Brief →
Across the data below, state how many lines hold "work", and reply with nothing but that number.

Dataset entries →
[Start of Attachment]
PR #9132, opened 2026-02-25
Fix some minor annoyances in Python tests

ricrogz:
I usually work on a Qt-based out-of-tree installation, and this patch addresses some issues in Python tests I have been ignoring for a (long) while:

- The `github4823` test is configured to run in-tree, and fails due to a rdkit import error when using an out-of-tree installation with `RDK_INSTALL_INTREE` disabled and `RDK_INSTALL_PYTHON_TESTS` enabled.

~- `UnitTestDraw.py::_testMolToFile()` and `UnitTestDraw.py::_testMolToImage()` were not being run due to the test names being prefixed with an underscore. I renamed them and skipped them when Cairo is not available, since they both require `MolToImage()` at some point. `MolToImage()` is not available on Qt builds due to Cairo/Qt incompatibility.~ Whoops, these aren't meant to be tests, they are functions used by other tests...

- `PandasTools.py::testGithub1507()` (both instances): As explained by the comment, `SaveXlsxFromFrame()` uses `MolToImage()` to generate PNG images that are embedded into the Xlsx file, and due to the incompatibility mentioned above, it won't work in Qt-based installations.

- `UnitTestPandasTools.py::test_github2380()`: when run under `ctest -R pythonSourceTests`, this test fails in a Qt installation due to a test-test interaction with `Chem/Draw/UnitTestIPython.py`: when running `pythonSourceTests`, 
`Chem/Draw/UnitTestIPython.py` runs before `UnitTestPandasTools.py::test_github2380()`. It imports `IPythonConsole`, which sets up the IPython renderer (which allows avoiding the Qt/Cairo incompatibility by doing `Draw.MolsToGridImage = IPythonConsole.ShowMols` and drawing SVGs instead of PNGs), and then uninstalls it as the test ends. Since tests are all run in the same process, when `UnitTestPandasTools.py::test_github2380()` runs, the `from rdkit.Chem.Draw import IPythonConsole` call does not set up the renderer because the `IPythonConsole` module is still loaded, so the init won't trigger again, but since the rendered was uninstalled, `Draw.MolsToGridImage()` has been restored to the default implementation, which uses `MolToImage()`, triggering the failure. My fix ensures that the IPython rendered is installed before `PandasTools.FrameToGridImage()` is called, and then cleans it up after it runs.

### DIFF
--- a/rdkit/Chem/Draw/UnitTestDraw.py
+++ b/rdkit/Chem/Draw/UnitTestDraw.py
@@ -87,8 +87,7 @@ class TestCase(unittest.TestCase):
     # We avoid checking in the code with development flag set
     self.assertFalse(self.showAllImages)
 
-  @unittest.skipIf(not hasattr(rdMolDraw2D, 'MolDraw2DCairo'), 'Skipping cairo test')
-  def testMolToFile(self):
+  def _testMolToFile(self):
     try:
       fhdl, fn = tempfile.mkstemp(suffix='.png')
       # mkstemp returns a file handle that we don't need; close it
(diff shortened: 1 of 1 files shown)


greglandrum (approved):
LGTM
[End of Attachment]
Output of the task →
2